▸ **What needs to be done**
For the word "warning", tally the lines of the data that contain it and give the tally alone.

▸ **Supplied information**

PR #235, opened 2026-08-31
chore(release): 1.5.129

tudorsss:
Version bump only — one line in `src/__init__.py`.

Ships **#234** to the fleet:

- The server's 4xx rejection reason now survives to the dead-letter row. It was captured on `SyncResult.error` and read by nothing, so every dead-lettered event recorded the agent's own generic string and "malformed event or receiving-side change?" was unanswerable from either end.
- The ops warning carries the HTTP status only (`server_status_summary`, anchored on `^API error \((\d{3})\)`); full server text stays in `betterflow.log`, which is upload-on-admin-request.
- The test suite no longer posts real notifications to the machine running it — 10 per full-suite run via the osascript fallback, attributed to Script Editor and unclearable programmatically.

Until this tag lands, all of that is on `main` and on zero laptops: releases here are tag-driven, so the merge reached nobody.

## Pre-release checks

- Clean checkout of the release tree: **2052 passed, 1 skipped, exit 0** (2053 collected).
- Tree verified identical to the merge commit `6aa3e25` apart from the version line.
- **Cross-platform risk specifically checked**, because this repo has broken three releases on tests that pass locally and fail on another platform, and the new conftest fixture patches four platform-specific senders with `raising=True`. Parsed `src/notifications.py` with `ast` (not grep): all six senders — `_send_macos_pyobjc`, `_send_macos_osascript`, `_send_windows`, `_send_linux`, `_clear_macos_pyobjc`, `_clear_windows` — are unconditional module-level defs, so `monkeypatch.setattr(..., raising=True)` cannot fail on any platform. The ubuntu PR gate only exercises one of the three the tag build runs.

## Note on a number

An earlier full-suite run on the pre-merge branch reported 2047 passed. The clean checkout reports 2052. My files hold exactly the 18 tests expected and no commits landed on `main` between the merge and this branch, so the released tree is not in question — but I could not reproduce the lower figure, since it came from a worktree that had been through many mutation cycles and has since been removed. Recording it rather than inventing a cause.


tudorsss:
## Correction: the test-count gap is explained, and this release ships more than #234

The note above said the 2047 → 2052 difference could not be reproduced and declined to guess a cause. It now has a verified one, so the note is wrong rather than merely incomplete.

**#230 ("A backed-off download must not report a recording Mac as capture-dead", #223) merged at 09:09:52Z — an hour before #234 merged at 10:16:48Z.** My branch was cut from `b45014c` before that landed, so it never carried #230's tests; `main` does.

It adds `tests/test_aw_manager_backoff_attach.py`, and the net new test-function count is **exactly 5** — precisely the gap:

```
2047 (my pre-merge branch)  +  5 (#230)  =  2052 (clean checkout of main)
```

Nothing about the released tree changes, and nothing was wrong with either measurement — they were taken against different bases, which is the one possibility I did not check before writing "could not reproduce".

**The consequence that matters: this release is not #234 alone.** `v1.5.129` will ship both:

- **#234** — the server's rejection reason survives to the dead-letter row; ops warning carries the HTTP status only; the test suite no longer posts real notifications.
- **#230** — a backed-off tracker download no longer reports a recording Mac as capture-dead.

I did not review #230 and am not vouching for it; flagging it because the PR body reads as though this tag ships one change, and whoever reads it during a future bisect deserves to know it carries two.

▸ **Output of the task**
2